Seeing your lot in the pics made me think of The Banana Splits from my youth !!!! xxxx

Stephen xxx


----------



## kendal (Jul 16, 2009)

Jukee Doodles said:


> Seeing your lot in the pics made me think of The Banana Splits from my youth !!!! xxxx
> 
> Stephen xxx



lol had to google them as i cojldnt remeber who they were, so who would you say was who from the bannana splits.


----------



## jools (Nov 11, 2010)

Looking great girls


----------



## ali-s.j. (Jun 6, 2011)

They look fab


----------



## wilfiboy (Sep 18, 2010)

Great work ... it must take forever ..... got my new clippers ordered did nt have to wait for Christmas lol x


----------



## JoJo (Mar 2, 2011)

Kendal needs to go mobile with her dog grooming .. she could drive around with her girls and groom all our dogs ... guess it would be a long drive ... all around the country


----------



## Alexis (Jun 26, 2011)

*Grooming*

Is it hard to trim cockapoos yourself? My pet shop quoted €60 and said it is needed every 6-8 weeks! Ouch!! Can you get electric shears or scissors?


----------



## JoJo (Mar 2, 2011)

I use clippers to cut my dogs ... and if I can do it then anyone can  

I am not a dog groomer just a dog owner and I love doing it at home ... I do like the cockapoo coat quite long but it is not practical for the muddy walks we go on, so I do clip my dogs when needed, to 1.5" all over and it looks lovely xxx


----------



## MillieDog (Jun 1, 2011)

Looks like a good job to me. 

I've started trimming Millie's eyebrows and under her feet. Still can't quite work out how to grab the hair in her ears for fear of hurting her !. Does anyone use an ear talc on the their dogs? I saw a dog groomer doing this but not sure what it is.


----------



## ali-s.j. (Jun 6, 2011)

JoJo, what number guard do you use for 1.5" clip? Or is it different for dog clippers ( I used human ones )
On Phoebe - not Izzy!


----------



## JoJo (Mar 2, 2011)

Ali, I use human clippers too .. I will add some doggy ones to my next birthday wish list I think, but didn’t want to spend too much money to start with in case I wasn’t any good at it, or in case my dogs hated it ... so I use human Wahl clippers then purchased a 1.5 inch comb online for approx £4 .. perfect for my needs ... it does an excellent job ... and our local groomers only clipper 1 inch at the longest, so I am really pleased with my grooming efforts, it’s not professional but it’s neat, still a wavy in the 1.5 inch coat and more practical for our messy walks .. give it a go Ali ... I am doing a post for the blog, but remember I am no professional on this just sharing my experience with others. I hope this helps xx


----------



## ali-s.j. (Jun 6, 2011)

Thanks JoJo, I did give it a go yesterday! I usually do the have Phoebe clipped, hate it, like it as it grows in a bit, swear I'll keep on top of it, don't, get matted, have her clipped, hate it thing, but as life is completely dog orientated just now, and her coat is just growing to "that" stage again,I thought I'd have a bash. I wouldn't win any competitiions, but if you don't look to close it's ok! :laugh:


----------



## JoJo (Mar 2, 2011)

Good for you ... I like doing it .. it is 1.5 all over and sometimes I clip Oakley 1 inch on his undercarriage for hygiene reasons .. I really like the look of it and the human clippers are fine for my needs... don’t get me wrong I love a long cockapoo coat but I have to be practical and my dogs have two fun filled walks each day and they do get messy 

Post some pics of Phoebe if you can


----------



## kendal (Jul 16, 2009)

human clippersw are different to dog clippers, not as powerfull as dog ones. i shave the inside of their back legs/thighs and under arms. this was the first time i used a gard on them i used a 4grad on and a 10 blade their body. 

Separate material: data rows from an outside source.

PR #260, opened 2024-03-29
OPSEXP-2601: split APS charts into 2 activit component charts

alxgomz:
Ref: OPSEXP-2601


charts/alfresco-activiti/Chart.yaml
```diff
@@ -0,0 +1,15 @@
+apiVersion: v2
+description: A Helm chart for Alfresco Activiti
+name: alfresco-activiti
```
gionn, line 3: are those the best names?

I see that on docs https://docs.alfresco.com/process-services/latest/install/manual/

we are calling them process services and process services administrator

alxgomz: names validated with PM Arabella. @vprovaggi was in the chat but did not reply yet

gionn (approved):

pmacius (approved):

PR #261, opened 2024-03-29
OPSEXP-2525 alfresco-transform-service introduce optional hpa

pmacius:
Ref: OPSEXP-2525


pmacius:
Please add your suggestions. Since pods for ats are ready pretty quick I changed the readiness probe and added smaller stabilization window for scaling down. Not sure if it is good to keep comments in values.

charts/alfresco-transform-service/values.yaml
```diff
@@ -130,6 +130,43 @@ pdfrenderer:
     maxTransformSeconds: 1200
   volumes: []
   volumeMounts: []
+  autoscaling:
+    # -- Toggle pdfrenderer autoscaling
+    enabled: false
+    # -- minimum number of replicas to spin up within the replicatset
+    minReplicas: 1
+    # -- maximum number of replicas to spin up within the replicatset
```
gionn, line 138:
```suggestion
    # -- minimum number of replicas to spin up within the replicaset
    minReplicas: 1
    # -- maximum number of replicas to spin up within the replicaset
```

fix also in the others sections :D

alxgomz (commented):
what's the reason for using 1m as a scaledown stabilization window? I find it short but this is based on thin air tbh.

pmacius:
> what's the reason for using 1m as a scaledown stabilization window? I find it short but this is based on thin air tbh.
@alxgomz 
Mainly because I think that for those deployments default scale down window is to long (5 minutes). It can scale up pretty fast so user won't experience much difference and we can save more resources. Also looking at the prometheus graphs on develop cluster its a straight line so from our perspective it is hard to guess which would be the best period of time. From here I think we can also keep it default without changing and give some comments about changing it depending on how much this resource is used.

alxgomz (approved):

PR #264, opened 2024-04-03
OPSEXP-2601: cleanup chart index

alxgomz:
Ref: OPSEXP-2601


pmacius (approved):

gionn (commented):
why?

alxgomz:
> why?

For the sake of having clean index which do not contain ref to charts that would exist anymore

gionn (approved):

PR #266, opened 2024-04-08
OPSEXP-2529: ACTIVITI-5113 workaround

alxgomz:
Ref: OPSEXP-2529

### DIFF
--- a/charts/alfresco-activiti-admin/values.yaml
+++ b/charts/alfresco-activiti-admin/values.yaml
@@ -82,6 +82,12 @@ database:
       # -- Key within the secret holding the database password for admin app
       password: DATABASE_PASSWORD
 
+workaround:
+  # -- Enable workaround for https://hyland.atlassian.net/browse/ACTIVITI-5113
+  # Set to `true` to enable the workaround regardless of the appVersion
+  # Set to `false` to disable the workaround (or any other value)
+  ACTIVITI-5113: true
+
 tags:
   # -- A chart tag used for Hyland's CI purpose. Do not set it to true.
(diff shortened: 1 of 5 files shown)


charts/alfresco-activiti-admin/values.yaml
```diff
@@ -82,6 +82,12 @@ database:
       # -- Key within the secret holding the database password for admin app
       password: DATABASE_PASSWORD
 
+workaround:
+  # -- Enable workaround for https://hyland.atlassian.net/browse/ACTIVITI-5113
+  # Set to `true` to enable the workaround regardless of the appVersion
```
gionn, line 87:
```suggestion
  # Set to `true` to enable the workaround
```

why mention appVersion if there is not logic around it?

alxgomz: Leftovers! Thank you/

gionn (approved):

charts/alfresco-activiti-admin/values.yaml
```diff
@@ -82,6 +82,12 @@ database:
...
+  # Set to `false` to disable the workaround (or any other value)
+  ACTIVITI-5113: true
```
pmacius, line 89: I am not sure if this is a good value name. Maybe `activiti-entrypoint` would be more descriptive. It would give some idea on what type of workaround is this.

alxgomz: I think it's difficult to describe the workaround itself so linking to the jira seemed like a good enough choice.

PR #288, opened 2024-05-06
OPSEXP-2620 Generate documentation website with jekyll

gionn:
Ref: OPSEXP-2620

already live at: https://alfresco.github.io/alfresco-helm-charts/

requires:
* https://github.com/Alfresco/alfresco-helm-charts/pull/292
* https://github.com/Alfresco/alfresco-helm-charts/pull/293
* https://github.com/Alfresco/jekyll-build-tools/pull/3


_config.yml
```diff
@@ -0,0 +1,48 @@
...
+url: https://alfresco.github.io/alfresco-helm-charts
+
+aux_links:
+  Docs: https://docs.alfresco.com/
+  GitHub Repository: https://github.com/Alfresco/alfresco-helm-charts
+
+aux_links_new_tab: true
+
+gh_edit_link: true
+gh_edit_link_text: "Improve this page on GitHub"
```
pmacius, line 15: This link redirects to https://github.com/Alfresco/alfresco-helm-charts/edit/main/docs/index.md which doesn't exist.

pmacius:
Found just this one issue, besides that looking great. If it's not a quick fix I think we can create Bug for this.

_config.yml
gionn: yet, it's just because I renamed that file and is not yet on main

alxgomz (approved):

.github/workflows/docs.yml
```diff
@@ -0,0 +1,29 @@
...
+      - _config.yml
+      - Gemfile*
+      - charts/**/README.md
+  workflow_run:
+    workflows: [Release Charts]
+    types: [completed]
+
+jobs:
+  publish:
+    uses: Alfresco/jekyll-build-tools/.github/workflows/jekyll-publish.yml@OPSEXP-2620-gh-pages
```
gionn, line 24:
```suggestion
    uses: Alfresco/jekyll-build-tools/.github/workflows/jekyll-publish.yml@4a682d36e45971f30e235c28f7b8a0898574b1b7
```

PR #314, opened 2024-06-12
OPSEXP-2648 Integrate aps into updatecli matrix

pmacius:
Ref: OPSEXP-2648


alxgomz (approved):
Should be OK once updatecli matrix PR is merged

the ear pouder is to give you grip on the hairs, gypsy is the only one i need to pluck her ears.


----------



## JoJo (Mar 2, 2011)

I will be getting some dog clippers at some point .... but for novice users (like me) human clippers do work, no, not as good a dog clippers but they work for a trim on my dog, they are ideal to give home grooming a go without the expense of paying for pricey dog clippers ... I would love dog clippers, dryer and a grooming table but I will wait for my birthday


----------



## wilfiboy (Sep 18, 2010)

I've got Wahl dog clippers and they look the same as the "human" wahl ones .... although they probably are different. The no.3 Wahl comb attachment cuts at about 1.5 inches. But after seeing that Kendal and Mandy had the metal combs I was going to get those as mine are plastic but because my clipper did nt have removable blades the combs were nt compatable. The guy ( who was nt selling clippers) said he suggested a Moser Max 45 for home clipping, as opposed to just tidying up, at about £100 said they would be more than adequate for home use x


----------



## JoJo (Mar 2, 2011)

Yes Karen thats what I use ...  I bought the 1.5 inch comb seperate ... they seem to a good job... but of course I am no professional on this and yes I would love some good dog clippers with metal combs one day ....


----------



## MillieDog (Jun 1, 2011)

I'm going to ask a really stupid question here, but I presume you clip them on dry fur not wet fur. I happen to have some human clippers, will take a look and see what length the guards are.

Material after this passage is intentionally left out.